Hank had three daughters with his first wife, one son with Anne-Marie, and two stepsons. His youngest daughter recalled once hearing that the officers on the police force teased him (lovingly, I’m sure) when he had a third daughter. But it didn’t matter. His heart was soft, so soft; Having daughters suited him. Yet, he could be tough when needed too. He was his kids’ protector and defender, and fatherhood caused him plenty of worry! The first time his oldest daughter (a teenager at the time) drove to the house on Christmas morning, she took a wrong turn, and the girls were lost. An hour later when they finally showed up, he had the police scanner on – listening for accident reports – and he was pacing. Relief immediately came over this face.
He was the first to show up if his children were in a troubled situation – always just a phone call away, no matter the distance. No questions asked. He was just there if they needed him.
His daughter recalls a funny story, coming home with a date one night in high school. Hank was working the third watch and had stopped by the house for a cup of coffee, parking the police car in the driveway, conveniently at the time she was due home by curfew. It wasn’t a threat – just a nonchalant implication--no one should think twice about messing with his girls.
Twelve years after his youngest daughter, his son Joe was born. Joe was named “Harold Joseph” – “Harold” after both his father and grandfather. But he was called this only when Grandpa Hiskes visited each winter from Chicago. This was confusing to him as a toddler, not able to understand why his name would suddenly change! Eventually he affectionately became just “Joe.” Hank was so proud of his son and was thrilled to be around to see Jacqueline come into Joe’s life too. Joe and Jacqueline lovingly assisted Anne-Marie with caring for Hank at home when his disease first started taking hold.

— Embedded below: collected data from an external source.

PR #2624, opened 2022-12-22
feat: GHA matrix with node versions for nightly build

tbwiss:
With this PR we test if the library passes integration tests with Node.js version 19.
At the moment we only test it on GHA against the latest node.js lts (v18.X)
For now, we only check it for the nightly build.

### DIFF
--- a/.github/workflows/reusable-integration-tests-on-prem-nightly.yml
+++ b/.github/workflows/reusable-integration-tests-on-prem-nightly.yml
@@ -39,7 +39,7 @@ jobs:
 
     strategy:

And as stepfather, he had to be a strong man. His stepsons lived in the home, so he had to become the disciplinarian – not a favored role for him. Yet he was a role model and a leader; He modeled his faith, forgiveness and loved unconditionally.
Hank has 13 beautiful and talented grandchildren, and 3 great grandchildren. His grandchildren were his greatest joy. He would travel to meet each one when they were first born. Photos of him with a grandbaby in his arms, would always show his face lit up. He would talk to them in his funny “Donald Duck” voice, and he could always make them smile. He watched them grow and would cheer them on. He was always so proud of his grandchildren -- every unique one. His heart swelled with pride when he spoke of them.
Harold John Hiskes was a truly great man—humble, courageous, kind, funny, loving, and a man who dearly loved and respected his family. In his honor two years ago, when Parkinson’s Disease with Lewy body dementia was slowly taking him away from us, his family had a plaque made and placed at the Mt. Soledad National Veterans Memorial in San Diego, CA. His memory will not only live on there, but also in the hearts of all his family members and friends.
His wife, Anne-Marie says, “I felt like the luckiest woman in the world having been married to Hank for 37 years. He treated me better than any human being has ever treated me. He also kept me laughing and helped me through all the tough times. I always told him, “You are my hero!”
We all love you, Hank, and will dearly miss you.